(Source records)

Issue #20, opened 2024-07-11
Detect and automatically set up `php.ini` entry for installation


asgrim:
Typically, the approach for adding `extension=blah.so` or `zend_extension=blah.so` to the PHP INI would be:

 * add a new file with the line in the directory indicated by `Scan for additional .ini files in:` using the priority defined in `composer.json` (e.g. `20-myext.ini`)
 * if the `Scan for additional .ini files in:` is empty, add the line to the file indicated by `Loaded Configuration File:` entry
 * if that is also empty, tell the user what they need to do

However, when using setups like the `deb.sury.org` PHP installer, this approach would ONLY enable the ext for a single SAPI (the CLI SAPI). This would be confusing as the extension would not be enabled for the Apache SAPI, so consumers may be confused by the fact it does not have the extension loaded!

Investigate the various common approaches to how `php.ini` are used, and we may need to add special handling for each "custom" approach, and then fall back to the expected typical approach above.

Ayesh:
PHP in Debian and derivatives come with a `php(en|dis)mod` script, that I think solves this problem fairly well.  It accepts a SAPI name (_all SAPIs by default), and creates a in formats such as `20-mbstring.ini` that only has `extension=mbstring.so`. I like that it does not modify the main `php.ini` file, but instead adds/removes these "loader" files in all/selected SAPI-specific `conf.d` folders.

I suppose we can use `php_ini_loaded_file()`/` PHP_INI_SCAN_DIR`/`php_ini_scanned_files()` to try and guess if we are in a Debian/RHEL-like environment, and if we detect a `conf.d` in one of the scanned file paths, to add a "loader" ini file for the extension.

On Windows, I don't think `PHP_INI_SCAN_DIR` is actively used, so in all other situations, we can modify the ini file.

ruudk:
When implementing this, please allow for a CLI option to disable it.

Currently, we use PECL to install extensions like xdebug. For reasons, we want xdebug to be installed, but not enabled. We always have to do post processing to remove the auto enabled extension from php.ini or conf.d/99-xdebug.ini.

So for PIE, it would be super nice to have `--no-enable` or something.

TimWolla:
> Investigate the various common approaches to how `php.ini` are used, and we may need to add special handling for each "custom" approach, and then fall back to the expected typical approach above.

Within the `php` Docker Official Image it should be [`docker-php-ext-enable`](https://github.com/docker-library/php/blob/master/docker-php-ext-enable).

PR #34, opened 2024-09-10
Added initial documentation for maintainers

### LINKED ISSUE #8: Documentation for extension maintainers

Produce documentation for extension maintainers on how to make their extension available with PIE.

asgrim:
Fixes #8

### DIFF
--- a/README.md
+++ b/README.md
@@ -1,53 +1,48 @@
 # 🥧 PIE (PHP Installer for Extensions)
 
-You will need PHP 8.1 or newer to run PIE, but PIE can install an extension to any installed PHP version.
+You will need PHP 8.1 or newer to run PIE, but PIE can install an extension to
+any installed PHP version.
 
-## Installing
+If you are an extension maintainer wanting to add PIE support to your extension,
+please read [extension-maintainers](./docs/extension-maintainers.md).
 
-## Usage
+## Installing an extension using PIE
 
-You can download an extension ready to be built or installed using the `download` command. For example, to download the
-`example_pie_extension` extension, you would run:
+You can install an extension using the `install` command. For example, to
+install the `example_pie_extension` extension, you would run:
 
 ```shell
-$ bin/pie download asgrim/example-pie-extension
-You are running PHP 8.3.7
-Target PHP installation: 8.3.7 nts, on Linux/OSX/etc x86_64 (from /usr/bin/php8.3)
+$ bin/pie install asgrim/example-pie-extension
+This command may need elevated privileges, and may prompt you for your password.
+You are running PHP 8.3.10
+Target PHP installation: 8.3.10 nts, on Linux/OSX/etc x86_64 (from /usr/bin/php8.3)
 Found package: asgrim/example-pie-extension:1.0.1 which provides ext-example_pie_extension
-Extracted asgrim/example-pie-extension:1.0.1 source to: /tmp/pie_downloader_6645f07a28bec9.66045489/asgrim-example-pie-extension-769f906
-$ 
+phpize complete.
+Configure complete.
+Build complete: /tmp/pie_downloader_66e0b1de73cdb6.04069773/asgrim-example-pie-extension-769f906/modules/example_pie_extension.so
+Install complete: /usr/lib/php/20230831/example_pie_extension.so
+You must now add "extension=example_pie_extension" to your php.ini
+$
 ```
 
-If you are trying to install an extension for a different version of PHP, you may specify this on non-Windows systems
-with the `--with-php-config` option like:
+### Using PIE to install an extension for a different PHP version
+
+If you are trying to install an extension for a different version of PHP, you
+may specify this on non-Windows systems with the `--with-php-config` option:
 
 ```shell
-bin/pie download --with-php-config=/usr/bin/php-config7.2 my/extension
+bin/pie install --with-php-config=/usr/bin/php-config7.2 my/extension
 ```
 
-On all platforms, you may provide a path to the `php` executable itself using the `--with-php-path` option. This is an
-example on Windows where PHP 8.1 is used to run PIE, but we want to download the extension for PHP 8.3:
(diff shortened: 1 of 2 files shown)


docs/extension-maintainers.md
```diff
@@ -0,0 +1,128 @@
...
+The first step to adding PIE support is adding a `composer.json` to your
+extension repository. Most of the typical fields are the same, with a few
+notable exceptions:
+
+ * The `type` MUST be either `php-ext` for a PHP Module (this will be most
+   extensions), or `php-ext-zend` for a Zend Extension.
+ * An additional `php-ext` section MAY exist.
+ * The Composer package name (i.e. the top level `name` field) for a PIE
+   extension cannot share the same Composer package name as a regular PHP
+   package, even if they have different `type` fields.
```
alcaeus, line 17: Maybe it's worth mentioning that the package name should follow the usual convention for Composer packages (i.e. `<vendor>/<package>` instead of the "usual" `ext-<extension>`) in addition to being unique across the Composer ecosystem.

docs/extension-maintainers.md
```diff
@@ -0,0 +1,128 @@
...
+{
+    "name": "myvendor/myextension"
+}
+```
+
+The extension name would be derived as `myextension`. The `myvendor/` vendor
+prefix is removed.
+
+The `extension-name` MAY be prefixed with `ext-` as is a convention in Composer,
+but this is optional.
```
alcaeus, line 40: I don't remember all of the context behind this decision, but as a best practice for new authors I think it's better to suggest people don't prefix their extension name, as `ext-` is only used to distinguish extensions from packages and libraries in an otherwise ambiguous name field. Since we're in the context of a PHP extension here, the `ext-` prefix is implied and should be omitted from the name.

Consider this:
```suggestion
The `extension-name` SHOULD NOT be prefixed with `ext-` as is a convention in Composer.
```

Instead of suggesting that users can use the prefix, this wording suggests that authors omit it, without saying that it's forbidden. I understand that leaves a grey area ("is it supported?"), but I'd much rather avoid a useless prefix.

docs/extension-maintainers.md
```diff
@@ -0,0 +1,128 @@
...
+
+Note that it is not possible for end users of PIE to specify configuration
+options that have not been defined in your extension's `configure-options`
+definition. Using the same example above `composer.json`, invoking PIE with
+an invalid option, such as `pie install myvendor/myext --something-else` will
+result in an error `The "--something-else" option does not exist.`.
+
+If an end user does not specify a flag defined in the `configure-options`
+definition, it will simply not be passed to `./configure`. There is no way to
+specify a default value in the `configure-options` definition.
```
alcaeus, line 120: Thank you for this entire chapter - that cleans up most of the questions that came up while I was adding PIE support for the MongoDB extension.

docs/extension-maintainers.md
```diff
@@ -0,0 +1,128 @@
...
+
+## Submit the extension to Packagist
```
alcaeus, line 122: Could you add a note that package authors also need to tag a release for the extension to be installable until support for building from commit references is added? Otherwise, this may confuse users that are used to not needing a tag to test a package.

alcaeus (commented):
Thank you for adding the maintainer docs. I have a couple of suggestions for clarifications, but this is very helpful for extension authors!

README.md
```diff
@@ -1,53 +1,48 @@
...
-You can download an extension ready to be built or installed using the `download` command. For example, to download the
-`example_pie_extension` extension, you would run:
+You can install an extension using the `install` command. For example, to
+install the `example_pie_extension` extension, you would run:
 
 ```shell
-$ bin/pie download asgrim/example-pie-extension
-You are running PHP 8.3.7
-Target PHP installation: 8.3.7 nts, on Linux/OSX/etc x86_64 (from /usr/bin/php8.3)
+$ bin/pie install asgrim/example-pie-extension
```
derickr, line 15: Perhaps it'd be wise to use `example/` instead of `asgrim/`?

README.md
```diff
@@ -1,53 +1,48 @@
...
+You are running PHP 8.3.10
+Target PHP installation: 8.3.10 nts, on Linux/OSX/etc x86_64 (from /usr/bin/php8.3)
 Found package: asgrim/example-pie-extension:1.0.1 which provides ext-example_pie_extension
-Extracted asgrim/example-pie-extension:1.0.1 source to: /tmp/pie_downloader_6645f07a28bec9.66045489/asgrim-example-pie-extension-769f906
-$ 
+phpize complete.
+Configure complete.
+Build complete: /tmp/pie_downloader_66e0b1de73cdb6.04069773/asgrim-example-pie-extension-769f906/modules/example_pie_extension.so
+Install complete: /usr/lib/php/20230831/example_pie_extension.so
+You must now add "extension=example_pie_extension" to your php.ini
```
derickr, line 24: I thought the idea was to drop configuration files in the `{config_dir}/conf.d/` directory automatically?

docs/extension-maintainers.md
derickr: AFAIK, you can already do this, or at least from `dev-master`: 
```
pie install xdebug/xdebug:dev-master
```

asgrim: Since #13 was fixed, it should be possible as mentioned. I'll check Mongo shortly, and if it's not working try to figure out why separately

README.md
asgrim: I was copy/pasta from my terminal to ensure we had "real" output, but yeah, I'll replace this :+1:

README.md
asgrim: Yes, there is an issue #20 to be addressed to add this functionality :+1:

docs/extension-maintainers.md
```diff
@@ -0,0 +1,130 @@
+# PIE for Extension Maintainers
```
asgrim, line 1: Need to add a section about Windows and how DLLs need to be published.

* * *

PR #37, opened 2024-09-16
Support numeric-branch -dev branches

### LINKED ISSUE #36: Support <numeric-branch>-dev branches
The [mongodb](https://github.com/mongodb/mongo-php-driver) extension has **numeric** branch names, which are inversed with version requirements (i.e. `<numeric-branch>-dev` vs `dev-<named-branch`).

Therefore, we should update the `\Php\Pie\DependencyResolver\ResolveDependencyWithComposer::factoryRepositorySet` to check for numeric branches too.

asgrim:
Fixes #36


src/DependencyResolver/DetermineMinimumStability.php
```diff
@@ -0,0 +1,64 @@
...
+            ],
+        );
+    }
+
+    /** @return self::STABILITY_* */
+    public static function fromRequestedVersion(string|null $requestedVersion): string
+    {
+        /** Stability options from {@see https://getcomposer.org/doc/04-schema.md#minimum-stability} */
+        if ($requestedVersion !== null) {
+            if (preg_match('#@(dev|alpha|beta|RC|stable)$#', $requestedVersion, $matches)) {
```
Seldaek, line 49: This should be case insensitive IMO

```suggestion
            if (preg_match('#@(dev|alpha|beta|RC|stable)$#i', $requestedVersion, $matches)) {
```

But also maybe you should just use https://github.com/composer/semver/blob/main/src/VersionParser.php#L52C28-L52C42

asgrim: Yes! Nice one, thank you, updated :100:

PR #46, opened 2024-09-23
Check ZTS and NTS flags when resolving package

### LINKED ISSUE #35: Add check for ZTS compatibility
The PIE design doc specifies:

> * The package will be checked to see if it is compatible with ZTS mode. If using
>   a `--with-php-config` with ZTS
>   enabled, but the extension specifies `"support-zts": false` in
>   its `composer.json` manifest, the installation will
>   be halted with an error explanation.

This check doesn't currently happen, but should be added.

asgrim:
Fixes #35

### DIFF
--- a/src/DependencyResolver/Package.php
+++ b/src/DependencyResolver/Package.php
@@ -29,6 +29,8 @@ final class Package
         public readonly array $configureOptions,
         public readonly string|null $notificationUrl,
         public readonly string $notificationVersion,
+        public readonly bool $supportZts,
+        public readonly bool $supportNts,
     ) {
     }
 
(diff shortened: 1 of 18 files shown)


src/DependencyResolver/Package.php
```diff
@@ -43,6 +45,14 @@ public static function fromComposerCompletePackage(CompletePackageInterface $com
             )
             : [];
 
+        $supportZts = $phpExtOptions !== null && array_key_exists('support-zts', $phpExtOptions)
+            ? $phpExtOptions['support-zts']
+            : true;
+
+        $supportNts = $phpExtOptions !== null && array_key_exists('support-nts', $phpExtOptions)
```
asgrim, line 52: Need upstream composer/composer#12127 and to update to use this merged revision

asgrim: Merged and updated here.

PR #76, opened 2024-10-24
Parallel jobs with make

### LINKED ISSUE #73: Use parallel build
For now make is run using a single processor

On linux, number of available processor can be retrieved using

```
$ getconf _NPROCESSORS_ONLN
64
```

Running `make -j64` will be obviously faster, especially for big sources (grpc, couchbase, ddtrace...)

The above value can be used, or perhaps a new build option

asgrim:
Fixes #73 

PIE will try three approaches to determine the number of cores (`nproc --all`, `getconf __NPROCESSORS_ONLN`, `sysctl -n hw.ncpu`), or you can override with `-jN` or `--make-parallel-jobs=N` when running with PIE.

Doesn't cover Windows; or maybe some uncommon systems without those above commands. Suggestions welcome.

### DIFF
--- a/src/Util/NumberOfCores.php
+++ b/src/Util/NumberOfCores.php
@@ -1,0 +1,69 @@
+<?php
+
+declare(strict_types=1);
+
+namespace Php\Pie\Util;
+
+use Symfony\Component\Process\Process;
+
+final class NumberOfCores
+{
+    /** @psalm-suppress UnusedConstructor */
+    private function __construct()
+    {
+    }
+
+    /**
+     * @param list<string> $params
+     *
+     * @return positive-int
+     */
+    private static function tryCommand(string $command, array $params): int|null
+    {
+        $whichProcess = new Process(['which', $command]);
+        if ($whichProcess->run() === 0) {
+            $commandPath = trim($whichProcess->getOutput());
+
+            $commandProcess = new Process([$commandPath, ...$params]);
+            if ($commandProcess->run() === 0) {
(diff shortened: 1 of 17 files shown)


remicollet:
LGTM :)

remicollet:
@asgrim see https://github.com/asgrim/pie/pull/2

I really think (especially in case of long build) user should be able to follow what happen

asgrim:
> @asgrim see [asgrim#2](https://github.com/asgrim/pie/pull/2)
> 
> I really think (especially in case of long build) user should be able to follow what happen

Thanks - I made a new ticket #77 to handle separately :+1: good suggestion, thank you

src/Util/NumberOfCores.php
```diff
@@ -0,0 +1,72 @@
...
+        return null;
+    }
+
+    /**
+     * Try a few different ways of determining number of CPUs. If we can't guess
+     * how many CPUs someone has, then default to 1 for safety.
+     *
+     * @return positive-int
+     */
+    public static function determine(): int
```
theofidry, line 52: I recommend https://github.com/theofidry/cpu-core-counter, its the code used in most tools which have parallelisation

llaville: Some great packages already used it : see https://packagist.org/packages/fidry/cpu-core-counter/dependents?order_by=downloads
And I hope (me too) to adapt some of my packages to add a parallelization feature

* * *

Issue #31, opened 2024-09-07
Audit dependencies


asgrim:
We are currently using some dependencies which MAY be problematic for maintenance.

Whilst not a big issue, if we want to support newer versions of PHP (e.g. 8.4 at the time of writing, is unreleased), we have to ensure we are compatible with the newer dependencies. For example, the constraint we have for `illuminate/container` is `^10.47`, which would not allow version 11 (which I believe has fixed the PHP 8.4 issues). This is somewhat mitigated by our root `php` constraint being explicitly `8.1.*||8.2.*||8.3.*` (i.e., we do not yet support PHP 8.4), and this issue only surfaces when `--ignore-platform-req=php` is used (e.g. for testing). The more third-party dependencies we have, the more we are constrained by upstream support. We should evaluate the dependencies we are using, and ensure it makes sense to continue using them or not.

» **PROBLEM TO WORK ON**
Starting with the line that holds "Issue #20, opened 2024-07-11" and ending with the line that holds "they need to do", retype every line in the data above exactly, and nothing else.

» **THE ANSWER**
Issue #20, opened 2024-07-11
Detect and automatically set up `php.ini` entry for installation


asgrim:
Typically, the approach for adding `extension=blah.so` or `zend_extension=blah.so` to the PHP INI would be:

 * add a new file with the line in the directory indicated by `Scan for additional .ini files in:` using the priority defined in `composer.json` (e.g. `20-myext.ini`)
 * if the `Scan for additional .ini files in:` is empty, add the line to the file indicated by `Loaded Configuration File:` entry
 * if that is also empty, tell the user what they need to do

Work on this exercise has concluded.